# Turkey call for Ryan



## Twig Man (Aug 25, 2012)

This is a turkey call I made for Ryan in exchange for one of his pipes. It is FBE and the striker is made of black lombardy popalar. This call is all turkey.


----------



## Mike1950 (Aug 25, 2012)

Wow that FBE is stunning!! and so is the striker.


----------



## LoneStar (Aug 25, 2012)

Wow wow wow wow wow ! :irishjig: :irishjig: :irishjig: 
Here turkey turkey turkey....
:thanx:
That is amazing man ! The lombardy is perfect for the striker. Is the FBE from the wood I sent you ? Its amazing wherever its from but I didn't realize it would look THAT good ! 

How is the pipe coming along for you ? I meant to write and ask but I've been out of town most of the week. It is a little tough to get the hang of at first, but it surely rewards you if you do.


----------



## Kevin (Aug 25, 2012)

LoneStar said:


> ...s the FBE from the wood I sent you ? ...



I hope you're not cutting that big bad bodacious board up I sent you into little pieces. :dash2: Just kidding. Once it's yours I don't care what you do with it. It'll will make a boatload of pipes.

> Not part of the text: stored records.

PR #8905, opened 2022-07-25
AnvilUpdateEvent fix

Luis-St:
This PR fix issue  #7708.

AnvilUpdateEvent is now fired whenever one of the input stacks (left or right) or the name changed


Fuzss:
Would it maybe be possible to use this opportunity to also fix the other issues this event has?

My main issues still is that you have to copy the whole vanilla method for updating the anvil menu output even when doing such simple things as changing the repair item for a tool. Most devs seem to be avoiding the event completely therefore, going straight for a Mixin into the related item’s class. This is definitely something that should be more easily possible via the event. 

I [made a PR that went nowhere](https://github.com/MinecraftForge/MinecraftForge/pull/6586) a while back addressing the issues fixed by this PR, the issue I just mentioned and also other minor details. Would be great if it could be included with this. I could also make a new PR myself if necessary. 

Since this changes the event quite significantly from the behaviour it had for many years now, maybe we could also rename it  to something like `AnvilChangeEvent` to force devs to take a look at the new implementation.

Luis-St:
**Edit**: This are only ideas which could be added in a overhaul

I like the idea of making more modifications to Anvil, but we have currently two AnvilEvents.
I think a global overhaul of both Events is necessary, since both events could have more context/usage.
For example:
1. Both Events could be moved into one class
    - AnvilUpdateEvent -> AnvilEvent.InputChanged
    - AnvilRepairEvent -> AnvilEvent.Repair
2. Add/modify the following sub events to allow more specific modifications
    - AnvilEvent.InputChanged will be fired whenever the the left input ItemStack changed (include name changes),
       Is cancelable to prevent the vanilla logic from being called (current AnvilUpdateEvent)
    - Add Level and BlockPos context to AnvilEvent.Repair
    - Add AnvilEvent.OuputChanged will be fired after the vanilla logic is called, 
      allow modifications on the output item and on the repair cost
    - Add AnvilEvent.NameChanged will be fired whenever the name changes are synced from the client.
       Is cancelable to prevent the item name to change, allow changes of the ItemStack name Component.
       For example this can be used to color the ItemStack name.

Guys what did you think about these Changes?
Any other suggestions which should be added?

Fuzss:
Probably a good solution to have multiple sub-events instead of calling the single one multiple times.

You should really add some context for the player to the event though, to show whether they are in creative mode or not (`this.player.getAbilities().instabuild`). Maybe even the whole player instance, although I don't think that much is necessary.

Luis-St:
Both Events already have a Player instance, did you mean a direct method reference?
Like `isPlayerInstabuild`

Fuzss:
Huh, you're right. Forget what I said, I was looking at some outdated implementation of the event from my own PR.

Luis-St:
~~Let's start with the overhaul~~
~~AnvilEvent.InputChanged~~
~~AnvilEvent.OuputChanged~~
~~AnvilEvent.NameChanged~~
~~AnvilEvent.ItemTake~~

Luis-St:
Since the whole thing probably brings a few major changes with it, this PC will only fix the error described above.
A overhaul of the AnvilEvents should be done in another PR.

Shadows-of-Fire:
So, while I believe this change does make it match the doc as-is, when is it useful to fire the event if only one of the input slots is full?

Luis-St:
To allow modifications of the ItemStack with experience without having a second item which is consumed.
For example: 
I have a Mod which allows the Player to reduce the repair cost of the ItemStack, by placing the item in the first input slot. 
This allows the player reduce the experience cost of further anvil actions. This is currently done with a mixin.

src/test/java/net/minecraftforge/debug/misc/OnAnvilUpdateEventFix.java
```diff
@@ -0,0 +1,29 @@
+package net.minecraftforge.debug.misc;
```
sciwhiz12: Missing license header, please run the `updateLicenses`/`licenseFormat` task.

src/test/java/net/minecraftforge/debug/misc/OnAnvilUpdateEventFix.java
```diff
@@ -0,0 +1,29 @@
...
+
+import org.apache.logging.log4j.LogManager;
+import org.apache.logging.log4j.Logger;
+import net.minecraftforge.event.AnvilUpdateEvent;
+import net.minecraftforge.eventbus.api.SubscribeEvent;
+import net.minecraftforge.fml.common.Mod;
+
+@Mod(OnAnvilUpdateEventFix.MOD_ID)
+@Mod.EventBusSubscriber(modid = OnAnvilUpdateEventFix.MOD_ID)
+public class OnAnvilUpdateEventFix
```
sciwhiz12: Please provide a javadoc for this class which explains what feature this tests, how to test it, and what the expected results are from said test.

Additionally, this test mod should be expanded to generally test the `AnvilUpdateEvent`' functionality, or removed until someone makes a general functionality test. If expanded, the name should then be `AnvilUpdateEventTest`.

Also, please cleanup the formatting in this class to remove trailing whitespace

src/test/java/net/minecraftforge/debug/misc/OnAnvilUpdateEventFix.java
```diff
@@ -0,0 +1,29 @@
+package net.minecraftforge.debug.misc;
+
+import org.apache.logging.log4j.LogManager;
+import org.apache.logging.log4j.Logger;
+import net.minecraftforge.event.AnvilUpdateEvent;
+import net.minecraftforge.eventbus.api.SubscribeEvent;
+import net.minecraftforge.fml.common.Mod;
+
+@Mod(OnAnvilUpdateEventFix.MOD_ID)
+@Mod.EventBusSubscriber(modid = OnAnvilUpdateEventFix.MOD_ID)
```
sciwhiz12: Instead of `EventBusSubscriber`, register the event listener in the mod constructor, blocked behind the `ENABLED` flag.

src/test/java/net/minecraftforge/debug/misc/OnAnvilUpdateEventFix.java
```diff
@@ -0,0 +1,29 @@
...
+public class OnAnvilUpdateEventFix 
+{
+    private static final boolean ENABLED = false;
+    private static final Logger LOGGER = LogManager.getLogger();
```
sciwhiz12: Use SLF4J's `Logger` and Mojang's `LogUtils.getLogger()`.

sciwhiz12 (changes requested):

Luis-St:
I added the wanted changes from sciwhiz12. I hope the description in the java javadoc is enough.
> Also, please cleanup the formatting in this class to remove trailing whitespace

I wasn't exactly sure what you meant by "trailing whitespace", but I think I removed it

src/test/java/net/minecraftforge/debug/misc/AnvilUpdateEventTest.java
```diff
@@ -0,0 +1,41 @@
...
+import net.minecraftforge.event.AnvilUpdateEvent;
+import net.minecraftforge.fml.common.Mod;
+
+/**
+ * This class provides a way to test the AnvilUpdateEvent. <br>
+ * The event is now fired as described in the javadoc (of AnvilUpdateEvent). <br>
+ * "AnvilUpdateEvent is fired whenever the input stacks (left or right) or the name in an anvil changed."
+ */
+@Mod(AnvilUpdateEventTest.MOD_ID)
+@Mod.EventBusSubscriber(modid = AnvilUpdateEventTest.MOD_ID)
```
sciwhiz12: The `@EventBusSubscriber` annotation should be removed.

sciwhiz12 (changes requested):

src/test/java/net/minecraftforge/debug/misc/AnvilUpdateEventTest.java
Luis-St: done

sciwhiz12 (approved):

That's one sexy turkey call. 

:irishjig::irishjig::irishjig:


----------



## LoneStar (Aug 25, 2012)

Kevin said:


> LoneStar said:
> 
> 
> > ...s the FBE from the wood I sent you ? ...
> ...



 Eh..... It might be 4 inches shorter than it ustabe....


----------



## davduckman2010 (Aug 25, 2012)

Kevin said:


> LoneStar said:
> 
> 
> > ...s the FBE from the wood I sent you ? ...
> ...



lol i got 6 duck calls ordered from strut with one ya sent me cant wait to see them  super duck


----------



## davduckman2010 (Aug 25, 2012)

Twig Man said:


> This is a turkey call I made for Ryan in exchange for one of his pipes. It is FBE and the striker is made of black lombardy popalar. This call is all turkey.

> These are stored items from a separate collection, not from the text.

PR #8914, opened 2022-07-28
[1.19] Add forge tags for tools and armors

Sirttas:
This PR adds forge tags for tools and armors:
- tools: `tools`, `tools/swords`, `tools/axes`, `tools/pickaxes`, `tools/shovels`, `tools/hoes`, `tools/shields`, `tools/bows`, `tools/crossbows`, `tools/fishing_rods`, `tools/tridents`
- armors: `armors`, `armors/helmets`, `armors/chestplates`, `armors/leggings`, `armors/boots`

Please tell me if I have forgotten any item. And should I add modded tool types like paxel/aiot?

### DIFF
--- a/src/generated/resources/data/forge/tags/items/armors.json
+++ b/src/generated/resources/data/forge/tags/items/armors.json
@@ -1,0 +1,8 @@
+{
+  "values": [
+    "#forge:armors/helmets",
+    "#forge:armors/chestplates",
+    "#forge:armors/leggings",
+    "#forge:armors/boots"
+  ]
+}
--- a/src/generated/resources/data/forge/tags/items/armors/boots.json
+++ b/src/generated/resources/data/forge/tags/items/armors/boots.json
@@ -1,0 +1,10 @@
+{
+  "values": [
+    "minecraft:leather_boots",
+    "minecraft:chainmail_boots",
+    "minecraft:iron_boots",
+    "minecraft:golden_boots",
+    "minecraft:diamond_boots",
+    "minecraft:netherite_boots"
+  ]
+}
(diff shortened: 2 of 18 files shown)


pupnewfster:
I wonder if it is worth somehow deprecating the shears tag and suggesting `tools/shears` be used instead? Not sure of the best way to do so though.

marchermans:
Question: why are they not named in singular like most of the others?  Or am I misinformed?

Sirttas:
> I wonder if it is worth somehow deprecating the shears tag and suggesting `tools/shears` be used instead? Not sure of the best way to do so though.

That's a good question, I would agree to deprecate it. TBH shears where out of the scope of the initial feature that motivated me to make this PR.

Sirttas:
> Question: why are they not named in singular like most of the others? Or am I misinformed?

Where do you want to put singular? Tags had always be plural.

KnightMiner:
One concern I have is a lot of these tags overlap with tool actions. As a result, I could see a modder falsely using the tag to determine if a tool is a pickaxe instead of the action

Sirttas:
> One concern I have is a lot of these tags overlap with tool actions. As a result, I could see a modder falsely using the tag to determine if a tool is a pickaxe instead of the action

I agree, and this is not the intended use. Adding comment to redirect people towards tool actions?

Sirttas:
I added javadoc to encourage the use of ToolActions.

KnightMiner:
If tool actions are preferred, what is the usecase of these tags?

Sirttas:
> If tool actions are preferred, what is the usecase of these tags?

Recipes, applying some alterations to tools or armors.

Ex:
- I have in Elemental Craft a feature called jewels where to get the bonus provided by the jewel you need to put it on a peace of gear and you then need to have it equipped. I use a tag to list the tools and armors that can receive a jewel.
- I also have toll infusion, a recipe that add a small bonus (ex: increase an enchantment level by 1), I also use a tag to know which tools must receive which bonus, because the buff is not the same with a sword or a pickaxe).

sciwhiz12 (approved):

PR #3, opened 2016-02-03
first go at better multi editing support

splitbrain:
This is an idea how to implement multiedit support. The default is to simply repeat the single edit field for each existing value + 1 empty. The field name is made an array then.

Types can override this default behavior and implement their own editor. If they don't post an array, the spitValues() method will be called before saving.


splitbrain:
BTW. I noticed that SchemaData::getData() returns arrays for single value fields as well. I guess there's a bug somewhere.

PR #21, opened 2016-02-17
Add *~ and = comp and adjust to data functionality

micgro42:


types/AbstractBaseType.php
```diff
@@ -242,15 +242,22 @@ public function renderMultiValue($values, \Doku_Renderer $R, $mode) {
...
-        } else if($comp == '!~') {
-            $sql = "$column NOT LIKE ?";
-            $opt = array('%' . $value . '%');
-        } else {
-            $sql = "$column $comp ?";
-            $opt = array($value);
+        switch ($comp) {
+            case '*~':
+                $sql = "$column LIKE ?";
+                $opt = array('%' . $value . '%');
```
splitbrain: This should happen in ConfigParser. When the config parser finds a ``*~`` it simply wraps the value with ``*`` and passes ``~`` as $comp. This way you have one case less in the many Types to handle.

types/AbstractBaseType.php
```diff
@@ -242,15 +242,22 @@ public function renderMultiValue($values, \Doku_Renderer $R, $mode) {
...
+                break;
+            case '~':
+                $sql = "$column LIKE ?";
+                $opt = array($value);
+                break;
+            case '!~':
+                $sql = "$column NOT LIKE ?";
+                $opt = array('%' . $value . '%');
```
splitbrain: This doesn't seem right. It should be the same as ``~`` just with a ``NOT LIKE``.

PR #24, opened 2016-02-22
Use php5 query builder

micgro42:


action/entry.php
```diff
@@ -217,17 +217,17 @@ protected function validate(AbstractBaseType $type, $label, $data) {
...
         }
 
+        if(!blank($data)) {
+            try {
+                $type->validate($data);
+            } catch(ValidationException $e) {
+                msg($prefix . $e->getMessage(), -1);
+                $ok = false;
+            }
+        }
```
splitbrain: Why did you move this outside the else? Wouldn't multivalue types be validated twice now? A non-empty array is !blank.

micgro42: No, the ``if(is_array($data))`` has an ``return $ok`` at its end.

splitbrain: Ah! I missed that.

work of art there twig make mine the same=== beutiful--- super duck


----------



## myingling (Aug 25, 2012)

Nice choice woods ,,you did them justice


----------



## Twig Man (Aug 25, 2012)

Thanks for the kind replies. Ryan I am enjoying the pipe and I chose to use some of my best FBE for your call. I know I owe you two and will start on the other this week. Kevin, I dont rememeber getting a big board from you. What you have sent me has been fairly small but awesome!!!!


----------



## Kevin (Aug 25, 2012)

Twig Man said:


> Kevin, I dont rememeber getting a big board from you. What you have sent me has been fairly small but awesome!!!!



I sent Ryan the massive board. No worries mate.


----------



## ripjack13 (Aug 26, 2012)

Man O man....that's one beautiful caller. Great job! 

Isaiah 55:6 ? Heh heh heh.....callin on the turkey gods?


----------



## Twig Man (Aug 26, 2012)

ripjack13 said:


> Man O man....that's one beautiful caller. Great job!
> 
> Isaiah 55:6 ? Heh heh heh.....callin on the turkey gods?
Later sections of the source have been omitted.